» Exercise directions:
Write out the whole listing again so that each line matches the original.

======

PR #2135, opened 2023-05-16
[RDTIBCCOPT-135] Clean up deprecated nova configs

jingqgeng:
Found the following deprecated configs:

- vcpu_pin_set (we set it to nil so clean it up for now) ==> 
  - [compute] cpu_dedicated_set
  - [compute] cpu_shared_set
- scheduler_host_subset_size ==> host_subset_size: **NOTE: scheduler_host_subset_size was set only in attribute and not in the templates so it was not actually used**
- send_arp_for_ha: deprecated since 16.0.0 and we're running 21.2.4
- osapi_compute_link_prefix ==> compute_link_prefix
- dhcp_domain ==> moved from [default] to [api]
- [quota] max_age/until_refresh ==> not used since 17.0.0 and will be [removed in xena](https://github.com/openstack/nova/blob/b3fdd7ccf01bafb68e37a457f703b79119dbfa86/releasenotes/notes/remove-quota-options-0e407c56ea993f5a.yaml#L6)

Reference: https://docs.openstack.org/nova/ussuri/configuration/config.html

### DIFF
--- a/chef/cookbooks/bcpc/templates/default/nova/nova.conf.erb
+++ b/chef/cookbooks/bcpc/templates/default/nova/nova.conf.erb
@@ -13,22 +13,18 @@ cert = /etc/nova/ssl-bcpc.pem
 my_ip = <%= node['service_ip'] %>
 enable_new_services = false
 cpu_allocation_ratio = <%= node['bcpc']['nova']['cpu_allocation_ratio'] %>
-<% if node['bcpc']['nova']['vcpu_pin_set'] %>
-vcpu_pin_set =  <%= node['bcpc']['nova']['vcpu_pin_set'] %>
-<% end %>
 force_config_drive = true
 ram_allocation_ratio = <%= node['bcpc']['nova']['ram_allocation_ratio'] %>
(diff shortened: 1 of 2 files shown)


chef/cookbooks/bcpc/templates/default/nova/nova.conf.erb
```diff
@@ -161,6 +155,7 @@ workers = <%= node['bcpc']['openstack']['services']['workers'] %>
 available_filters = <%= available_filter %>
 <% end %>
 enabled_filters = <%= @enabled_filters.join(',') %>
+host_subset_size = <%= node['bcpc']['nova']['scheduler']['host_subset_size'] %>
```
tj90241, line 158: This was a great find - I think it's going to help with the big clusters a bit.

tj90241 (approved):

chef/cookbooks/bcpc/templates/default/nova/nova.conf.erb
jingqgeng: Yes! This will help mitigate the problem when a hypervisor comes online it always gets picked by nova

======

» Solved problem:
PR #2135, opened 2023-05-16
[RDTIBCCOPT-135] Clean up deprecated nova configs

jingqgeng:
Found the following deprecated configs:

- vcpu_pin_set (we set it to nil so clean it up for now) ==> 
  - [compute] cpu_dedicated_set
  - [compute] cpu_shared_set
- scheduler_host_subset_size ==> host_subset_size: **NOTE: scheduler_host_subset_size was set only in attribute and not in the templates so it was not actually used**
- send_arp_for_ha: deprecated since 16.0.0 and we're running 21.2.4
- osapi_compute_link_prefix ==> compute_link_prefix
- dhcp_domain ==> moved from [default] to [api]
- [quota] max_age/until_refresh ==> not used since 17.0.0 and will be [removed in xena](https://github.com/openstack/nova/blob/b3fdd7ccf01bafb68e37a457f703b79119dbfa86/releasenotes/notes/remove-quota-options-0e407c56ea993f5a.yaml#L6)

Reference: https://docs.openstack.org/nova/ussuri/configuration/config.html

### DIFF
--- a/chef/cookbooks/bcpc/templates/default/nova/nova.conf.erb
+++ b/chef/cookbooks/bcpc/templates/default/nova/nova.conf.erb
@@ -13,22 +13,18 @@ cert = /etc/nova/ssl-bcpc.pem
 my_ip = <%= node['service_ip'] %>
 enable_new_services = false
 cpu_allocation_ratio = <%= node['bcpc']['nova']['cpu_allocation_ratio'] %>
-<% if node['bcpc']['nova']['vcpu_pin_set'] %>
-vcpu_pin_set =  <%= node['bcpc']['nova']['vcpu_pin_set'] %>
-<% end %>
 force_config_drive = true
 ram_allocation_ratio = <%= node['bcpc']['nova']['ram_allocation_ratio'] %>
(diff shortened: 1 of 2 files shown)


chef/cookbooks/bcpc/templates/default/nova/nova.conf.erb
```diff
@@ -161,6 +155,7 @@ workers = <%= node['bcpc']['openstack']['services']['workers'] %>
 available_filters = <%= available_filter %>
 <% end %>
 enabled_filters = <%= @enabled_filters.join(',') %>
+host_subset_size = <%= node['bcpc']['nova']['scheduler']['host_subset_size'] %>
```
tj90241, line 158: This was a great find - I think it's going to help with the big clusters a bit.

tj90241 (approved):

chef/cookbooks/bcpc/templates/default/nova/nova.conf.erb
jingqgeng: Yes! This will help mitigate the problem when a hypervisor comes online it always gets picked by nova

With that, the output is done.